The most basic version has one type of particle, and no spatial considerations. At each time step, each parrticle gives rise to a random number of offspring; the distribution of offspring is fixed, and the number is independent across time-steps and across lineages (IID). This is the so-called Galton-Watson branching process. Galton introduced it as a model of the survival of (patrilneal) family names, so that only male offspring counted; he required the distribution of time until a given lineage went extinct. This was provided almost immediately by Watson, in a very elegant use of the method of generating functions, which is, itself, reproduced in probability textbooks down to the present day. (However, when I first encoutnered the problem, in a probability class, the teacher presented it as one about the survival of matrilineal lineages, defined by inheritance of mitochondrial DNA. Whether this was conscious subversion of the patriarchy, or just a reflection of the changing scientific interests between the 1890s and the 1990s, I couldn't say.)

To read:

  • David Assaf, Larry Goldstein and Ester Samuel-Cahn, "An unexpected connection between branching processes and optimal stopping", math.PR/0510587 = Journal of Applied Probability 37 (2000): 613--6 [This sounds like a nice pedagogical topic for a course in stochastic processes. I teach a course in stochastic processes....]
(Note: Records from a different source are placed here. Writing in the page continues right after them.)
PR #1588, opened 2026-09-02
ci: sign released krkn images with cosign

tsebastiani:
## Summary

Signs the released **krkn base image** with cosign on every tag build, so the images can be cryptographically verified at runtime by **krknctl** and **krkn-operator** through the shared `pkg/verify` package.

Part of krkn-chaos/krknctl#180 (the verification side — shared `pkg/verify` + mandatory enforcement in the krknctl run path — is in krkn-chaos/krknctl#182). This PR delivers the **signing** half of that end-to-end trust chain.

## What changed (`.github/workflows/docker-image.yml`, `manifest` job)

- **Install cosign** (pinned `sigstore/cosign-installer@6f9f177` / v4.1.2).
- After pushing the multi-arch manifest lists, **sign each by its manifest-list digest** — for both `quay.io/krkn-chaos/krkn` and the `quay.io/redhat-chaos/krkn` mirror.
- Signing is folded into the same step as the manifest push (per registry) so it runs **while that registry's credentials are still active** — both accounts live on `quay.io`, so the second `docker login` overwrites the first in the docker config; the cosign signature artifact (`sha256-<digest>.sig`) must be pushed to the same repo as the image.
- **Sign by digest, not tag** (anti-TOCTOU): consumers resolve the tag → this digest and find the signature. `latest` and `${TAG}` reference the same per-platform digests, so they share one manifest-list digest — signing it covers both tags.
- **Key-based, `--tlog-upload=false`** — matches the ecosystem's fully-offline verification policy (no Fulcio/Rekor dependency, air-gap friendly).
- **Self-verification**: each signature is immediately verified against the public half of the signing key (derived on the fly via `cosign public-key`, no extra secret), so a broken signing setup fails the release instead of shipping unverifiable images.

## Required repository secrets (must be added before the next tag)

| Secret | Value |
|--------|-------|
| `COSIGN_PRIVATE_KEY` | the `cosign.key` produced by `cosign generate-key-pair` (encrypted PEM) |
| `COSIGN_PASSWORD` | the password protecting that private key |

The matching **public key** (`cosign.pub`) must replace the placeholder currently embedded in krknctl's `pkg/verify/cosign.pub`, so both consumers trust this signing key.

## Scope / follow-ups
- This PR signs the **krkn base image** only. The **krkn-hub scenario images** are built by a separate action/repo (`redhat-chaos/actions/krkn-hub`) and will need the same signing step there.
- Generate the ecosystem key pair, store the secrets here, and open the krknctl PR that swaps the placeholder public key for the real one.

## Testing
- `docker-image.yml` validated with `actionlint` (clean) and YAML-parsed.
- End-to-end signing exercises only on a real tag push (needs the secrets); the in-step `cosign verify` self-check gates that.


tsebastiani:
## Addressed qodo finding: "Unsigned releases survive failures" (High)

Fixed in the latest commit by reordering the manifest job to a **stage → sign → verify → promote** flow, so consumer-facing tags are never published pointing at an unsigned/unverifiable digest.

For both `quay.io/krkn-chaos/krkn` and the `quay.io/redhat-chaos/krkn` mirror:

1. The multi-arch manifest list is pushed to a **staging tag only** (`${TAG}-signing`) — the public `${TAG}` and `latest` do not exist yet.
2. `cosign sign` + `cosign verify` run against that **digest** (anti-TOCTOU, key-based, `--tlog-upload=false`).
3. Only **after** verification succeeds is the exact signed digest **promoted** to `${TAG}` and `latest` via `docker buildx imagetools create --tag <repo>:<tag> <repo>@<digest>` (retag by digest, no rebuild).

If the key is missing, the password is wrong, the registry errors, or verification fails, the job fails **before** any public release tag is created — so no unsigned release is ever exposed. A `Set up Docker Buildx` step was added to the `manifest` job for `imagetools`.

Note: the `${TAG}-signing` staging tag is intentionally left behind; it points to the same signed digest, so it is harmless and itself verifiable.

paigerube14 (approved):

PR #301, opened 2020-06-20
Kd improvements

lucasosouza:
Some improvements to Knowledge Distillation:
- Option to pass list of models instead of single model for ensembles. Can weight the models
- Adds a temperature factor that can be linearly decayed

Also includes a CompositeLoss mixin, similar to ComplexLoss mixin that was removed. It is used for fast prototyping of different features. Renamed it to avoid confusion with complexity loss.


nupic/research/frameworks/pytorch/imagenet/mixins/composite_loss.py
```diff
@@ -0,0 +1,152 @@
...
+    """
+    Defines a new training loop that has direct access to Experiment attributes
+    and can be customized for more complex loss functions
+    """
+
+    def train_epoch(self):
+        """Overwrites train model to use private train_model method"""
+        self._train_model()
+
+    def _train_model(self):
```
mrcslws, line 38: You could just put this code in the `train_epoch` body. Is there a reason for `_train_model` to exist? This makes it seem like you're adding two hooks, when fundamentally you're only adding one (`calculate_composite_loss`).

nupic/research/frameworks/pytorch/imagenet/mixins/knowledge_distillation.py
```diff
@@ -133,6 +201,66 @@ def get_execution_order(cls):
         return eo
 
 
+class KnowledgeDistillationCL(KnowledgeDistillation):
```
mrcslws, line 204: Does "CL" stand for "combined loss"? When I first saw this, my first guess was that it meant `CompositeLoss` and was indicating that it needs to be used with `CompositeLoss`.

nupic/research/frameworks/pytorch/imagenet/mixins/composite_loss.py
lucasosouza: That is a good point, it made sense before but not now. I will merge now but I will make some changes to that class in the next PR.

nupic/research/frameworks/pytorch/imagenet/mixins/knowledge_distillation.py
lucasosouza: It does. I initially used CompositeLoss mixin, because I needed all memory possible and I was worried of leaving all the soft targets in memory (which is the only way to do it with the existing approach of transform data and target + separate loss function). However, upon realizing the targets have a very small memory footprint, even when one they are soft targets and not just indices, I switched to the current approach.

lucasosouza: The name composite loss is due to the loss function being composed of of several partial loss functions in this approach. Might not be a good term after all, I just ran out of creativity =)

PR #306, opened 2020-06-24
RES-1509 Cutmix

lucasosouza:
Implements Cutmix regularization as a mixin. Includes a mixin that combines with simple forms with Knowledge Distillation.

Cutmix is considered to be a state of the art algorithm in regularization. It combines two ideas:
* Mixup: mixes two classes by mixing both the input and the target. Mixup linearly combines the inputs, and can distort the image to unrealistic settings.
* Cutout: Also known as regional dropout, replaces patches of the image by either black patches or patches with random noise. Replacing a patch of the image incurs in loss of information.
* Cutmix: combine both methods, by replacing random patches in the image with patches from other images in the dataset, and combining the target labels accordingly.

Improvements seen in 100 classes experiments - at 200 epochs, acc up from 87.16 to 87.32. Tests in the 1000 classes, either regular training or with knowledge distillation, did not result in improvements.


karangrewal:
It all looks fine to me. Since I'm also less familiar with this code base, let's see what Subutai says.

  • Michael Assaf and Baruch Meerson, "Spectral Theory of Metastability and Extinction in Birth-Death Systems", Physical Review Letters 97 (2006): 200602 = cond-mat/0610415
  • Krishna B. Athreya, Branching Processes
  • K. B. Athreya, A.P. Ghosh, S. Sethuraman, "Growth of preferential attachment random graphs via continuous-time branching processes", math.PR/0701649
  • Ellen Baake, Hans-Otto Georgii, "Mutation, selection, and ancestry in branching models: a variational approach", q-bio.PE/0611018
  • Charles R. Doering, Khachik V. Sargsyan and Leonard M. Sander, "Extinction times for birth-death processes: exact results, continuum asymptotics, and the failure of the Fokker-Planck approximation", q-bio/0401016
  • Pierre Del Moral, Feynman-Kac Formulae: Genealogical and Interacting Particle Systems [This looks really, really cool]
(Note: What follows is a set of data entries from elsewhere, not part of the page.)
PR #324, opened 2020-07-27
Res 1602

karangrewal:
Added unit tests to to ensure that target variables are being transformed properly according to the continual learning setup found in the [benchmarks repository](https://github.com/GMvandeVen/continual-learning). All unit tests pass.

Also, 2 other small changes to previous files:
1. fixed a small error in `train_model.py` to make sure it selects the number of output nodes in an MLP classifier based on the scenario/setup.
2. in `subdataset.py`, set `download=True` as the default argument to the get_datasets function, as the unit tests fail otherwise


nupic/research/frameworks/continuous_learning/multihead/subdataset.py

  • P. Haccou et al., Branching Processes: Variation, Growth, and Extinction of Populations
  • Predrag R. Jelenkovic, Jian Tan, "Modulated Branching Processes, Origins of Power Laws and Queueing Duality", 0709.4297
  • Jean-Francois Le Gall, Spatial Branching Processes, Random Snakes and Partial Differential Equations
  • Sebastian Müller, "Strong recurrence for branching Markov chains", arxiv:0710.4651
  • Victor M. Panaretos, "Partially observed branching processes for stochastic epidemics", Journal of Mathematical Biology 54 (2007): 645--668
  • David Sankoff, "Branching Processes with Terminal Types: Application to Context-Free Grammars", Journal of Applied Probability 8 (1971): 233--240 [JSTOR]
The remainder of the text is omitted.